→ **To do**
Copy out the data that follows exactly, leaving out no line.

Information given below:

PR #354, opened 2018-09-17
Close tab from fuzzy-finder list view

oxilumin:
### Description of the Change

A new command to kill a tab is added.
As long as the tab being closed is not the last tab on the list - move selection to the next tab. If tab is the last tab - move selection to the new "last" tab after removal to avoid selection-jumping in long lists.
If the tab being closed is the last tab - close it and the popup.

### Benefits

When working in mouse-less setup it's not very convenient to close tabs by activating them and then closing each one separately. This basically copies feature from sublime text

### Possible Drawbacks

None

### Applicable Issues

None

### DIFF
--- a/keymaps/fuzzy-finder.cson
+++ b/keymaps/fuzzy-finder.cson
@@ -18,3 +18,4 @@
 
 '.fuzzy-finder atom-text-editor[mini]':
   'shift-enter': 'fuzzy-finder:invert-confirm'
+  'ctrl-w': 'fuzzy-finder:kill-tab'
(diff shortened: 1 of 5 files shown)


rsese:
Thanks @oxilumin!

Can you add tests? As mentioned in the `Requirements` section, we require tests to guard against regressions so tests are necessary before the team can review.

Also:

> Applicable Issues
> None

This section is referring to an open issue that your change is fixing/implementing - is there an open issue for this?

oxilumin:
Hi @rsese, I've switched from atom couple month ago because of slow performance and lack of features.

End of Information given.

→ **Response to the task**
PR #354, opened 2018-09-17
Close tab from fuzzy-finder list view

oxilumin:
### Description of the Change

A new command to kill a tab is added.
As long as the tab being closed is not the last tab on the list - move selection to the next tab. If tab is the last tab - move selection to the new "last" tab after removal to avoid selection-jumping in long lists.
If the tab being closed is the last tab - close it and the popup.

### Benefits

When working in mouse-less setup it's not very convenient to close tabs by activating them and then closing each one separately. This basically copies feature from sublime text

### Possible Drawbacks

None

### Applicable Issues

None

### DIFF
--- a/keymaps/fuzzy-finder.cson
+++ b/keymaps/fuzzy-finder.cson
@@ -18,3 +18,4 @@
 
 '.fuzzy-finder atom-text-editor[mini]':
   'shift-enter': 'fuzzy-finder:invert-confirm'
+  'ctrl-w': 'fuzzy-finder:kill-tab'
(diff shortened: 1 of 5 files shown)


rsese:
Thanks @oxilumin!

Can you add tests? As mentioned in the `Requirements` section, we require tests to guard against regressions so tests are necessary before the team can review.

Also:

> Applicable Issues
> None

This section is referring to an open issue that your change is fixing/implementing - is there an open issue for this?

oxilumin:
Hi @rsese, I've switched from atom couple month ago because of slow performance and lack of features.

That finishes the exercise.